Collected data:
━━━━━━

Issue #296, opened 2021-01-14
Dependency conflict with slf4j


npetunin-clgx:
When we are using this library, in Spark job, we see the following conflict: 
```
Caused by: java.lang.LinkageError: loader constraint violation in interface itable initialization: when resolving method "com.google.cloud.spark.bigquery.BigQueryUtilScala$.org$apache$spark$internal$Logging$$log_()Lorg/slf4j/Logger;" the class loader (instance of org/apache/spark/util/ChildFirstURLClassLoader) of the current class, com/google/cloud/spark/bigquery/BigQueryUtilScala$, and the class loader (instance of sun/misc/Launcher$AppClassLoader) for interface org/apache/spark/internal/Logging have different Class objects for the type org/slf4j/Logger used in the signature 
```
We found that we have extra slf4j dependency in the bigquery connector dependency tree in Bigquery Connector version: 0.18.0. We tried to exclude slf4j dependency from `arrow-vector`, build it and try customized jar. And we didn't see error specified above. 

We would like to exclude `slf4j-api` dependency from `arrow-vector` as follows:
```
"org.apache.arrow" % "arrow-vector" % "0.16.0" exclude("org.slf4j", "slf4j-api"), 
```
in Line 82 in `build.sbt` file.

stsai-clgx:
hi @davidrabinowitz, 
thank you for resolving this issue.  When will next release become available?

PR #298, opened 2021-01-15
Issue #296: Removed redundant packaged slf4j-api

davidrabinowitz:


build.sbt
```diff
@@ -79,7 +79,7 @@ lazy val connector = (project in file("connector"))
       "aopalliance" % "aopalliance" % "1.0" % "provided",
       "org.codehaus.jackson" % "jackson-core-asl" % "1.9.13" % "provided",
       "org.codehaus.jackson" % "jackson-mapper-asl" % "1.9.13" % "provided",
-      "org.apache.arrow" % "arrow-vector" % "0.16.0",
+      "org.apache.arrow" % "arrow-vector" % "0.16.0" exclude("org.slf4j", "slf4j-api"),
```
bsidhom, line 82: Is it more appropriate to mark `slf4j` as `provided` instead? Is this included by another transitive dependency and somehow not resolved consistently by SBT, or is some external distribution already including it?

davidrabinowitz: We have it as provided, unfortunately SBT still brings it from Arrow (the resolution algorithm is unlike Maven's) . This is why we need the explicit exclude.

bsidhom (approved):
LGTM

build.sbt
bsidhom: Yeah, now I can see that _just_ above the fold where the diff was actually shown. :)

━━━━━━

TASK DESCRIPTION: Transcribe, exactly and without additions, the lines of the records above, beginning with the line that contains "Issue #296: Removed" and ending with the line that contains "bsidhom, line 82: Is", both included.

SOLUTION:
Issue #296: Removed redundant packaged slf4j-api

davidrabinowitz:


build.sbt
```diff
@@ -79,7 +79,7 @@ lazy val connector = (project in file("connector"))
       "aopalliance" % "aopalliance" % "1.0" % "provided",
       "org.codehaus.jackson" % "jackson-core-asl" % "1.9.13" % "provided",
       "org.codehaus.jackson" % "jackson-mapper-asl" % "1.9.13" % "provided",
-      "org.apache.arrow" % "arrow-vector" % "0.16.0",
+      "org.apache.arrow" % "arrow-vector" % "0.16.0" exclude("org.slf4j", "slf4j-api"),
```
bsidhom, line 82: Is it more appropriate to mark `slf4j` as `provided` instead? Is this included by another transitive dependency and somehow not resolved consistently by SBT, or is some external distribution already including it?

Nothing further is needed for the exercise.